Yields on 10-year Treasury notes hit an intra-day high of 2.366% but dipped to 2.249% Tuesday.

In afternoon trading Tuesday, the iShares 20+ Year Treasury Bond ETF (NYSEArca: TLT) was back up 0.3%, PIMCO 25+ Year Zero Coupon US Treasury (NYSEArca: ZROZ) was 1.4% higher and Vanguard Extended Duration Treasury ETF (NYSEArca: EDV) gained 0.6%. The long-term Treasury bond ETFs are seeing a small bounce after a month of selling, which sent the ETFs below their long-term trend lines.

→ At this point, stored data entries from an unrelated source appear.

PR #43, opened 2020-09-01
US120044 Time in content vs grades card

MykolaGalian:
https://rally1.rallydev.com/#/detail/userstory/423599366764

Added the client-side code to display a scatter plot with the time in content vs. grade. X-axis scaled with the data returned.
There is a dot per user per course that looks at their current final grade in the course vs the total time in content for the course.
Keep in count students either without grade or without time in content.

Functional testing:
- No grades and time in content: Returns empty plot;
- Users with null final grade and 0 time in content: Filters out accordingly and does not include in the plot.

Accessibility
- Tested with NVDA, added description for each point on the plot.

Security: n/a
UX: demo with Kevin - done.

@rohitvinnakota @hyehayes @anhill-D2L @johngwilkinson


components/time-in-content-vs-grade-card.js
```diff
@@ -0,0 +1,151 @@
+import 'highcharts';
+import './chart/chart';
+import 'highcharts/modules/accessibility';
```
bemailloux, line 3: It looks like you imported this but you're not using it?

MykolaGalian: Yes, I will use it in next commits

components/time-in-content-vs-grade-card.js
```diff
@@ -0,0 +1,154 @@
...
+	}
+
+	get _preparedPlotData() {
+		return this.data.currentFinalGradesVsTimeInContent;
+	}
+
+	render() {
+		// NB: relying on mobx rather than lit-element properties to handle update detection: it will trigger a redraw for
+		// any change to a relevant observed property of the Data object
+		return html`<div class="d2l-insights-time-in-content-vs-grade-container">
```
bemailloux, line 68: Why do you need this extra `div` container? I think you might be able to get the same result by deleting this element and moving all its styles to `:host`.

test/model/data.test.js
```diff
@@ -220,11 +220,18 @@ describe('Data', () => {
 
 	describe('currentFinalGrades', () => {
 		it('should return the current final grades for users', async() => {
-			const expected = [20, 30, 40, 50, 30, 100, 100, 100, 70, 70, 0, 50, 30, 90, 70, 80, 90, 80, 90, 80, 90, 40, 60];
+			const expected = [20, 30, 40, 50, 30, 100, 100, 100, 70, 70, 40, 50, 30, 90, 70, 80, 90, 80, 90, 80, 90, 40, 60];
```
bemailloux, line 223: I think the zero here is important for testing the current final grades card, was there a reason for removing it?

MykolaGalian: Because here is a copy-paste error, already 6 parameters: https://github.com/Brightspace/insights-engagement-dashboard/blob/0c9c1e70ad87c8bc522f1606314b8c20edea5ba4/test/model/data.test.js#L66

components/time-in-content-vs-grade-card.js
```diff
@@ -0,0 +1,151 @@
...
+				}
+			},
+			series: [{
+				data: this._preparedPlotData,
+				marker: {
+					radius: 5
+				},
+				accessibility: {
+					pointDescriptionFormatter: function(point) {
+						return `Grade ${point.y}% for time in content ${point.x} mins.`;
```
Vitalii-Misechko, line 143: Should be this localized?

model/data.js
```diff
@@ -115,6 +116,12 @@ export class Data {
 			.map(record => Math.floor(record[RECORD.CURRENT_FINAL_GRADE] / 10) * 10);
 	}
 
+	get currentFinalGradesVsTimeInContent() {
+		return  this.getRecordsInView()
+			.filter(record => record[RECORD.CURRENT_FINAL_GRADE] !== null && record[RECORD.TIME_IN_CONTENT] !== 0)
```
Vitalii-Misechko, line 121: can be `record[RECORD.CURRENT_FINAL_GRADE]` undefined?

Vitalii-Misechko: Can be `record[RECORD.TIME_IN_CONTENT]` be null or undefined?

MykolaGalian: No

components/time-in-content-vs-grade-card.js
```diff
@@ -140,7 +140,7 @@ class TimeInContentVsGradeCard extends Localizer(MobxLitElement) {
 				},
 				accessibility: {
 					pointDescriptionFormatter: function(point) {
-						return `Grade ${point.y}% for time in content ${point.x} mins.`;
+						return `${point.y},% - ${point.x},mins`;
```
Vitalii-Misechko, line 143: Did you get approval to skip localization for `mins` or you still need localization?

MykolaGalian: Added localized point description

More aggressive traders can consider leveraged options to play a bounce in Treasuries, such as  the ProShares Ultra 20+ Year Treasury (NYSEArca: UBT) and Direxion Daily 20+ Year Treasury Bull 3x Shares ETF (NYSEArca: TMF). On Tuesday, UBT increased 1.3% and TMF rose 1.0%. However, potential investors should be aware that these types of leveraged investments come with greater risks and should be closely monitored.

U.S. Treasuries pared the earlier selling Tuesday as traders tiptoed back into after yields on the benchmark 10-year Treasuries traded at around a 6-month high, reports Min Zeng for the Wall Street Journal.

Market observers pointed to buying demand from hedge funds, asset money managers and even foreign investors, with many believing that the risk of bond yields spiking remains significantly low since the Federal Reserve has stated that monetary tightening will be gradual and slow.

“The selloff has been driven by technical factors,” James Camp, head of fixed income at Eagle Asset Management, said in the article. “It is overdone.”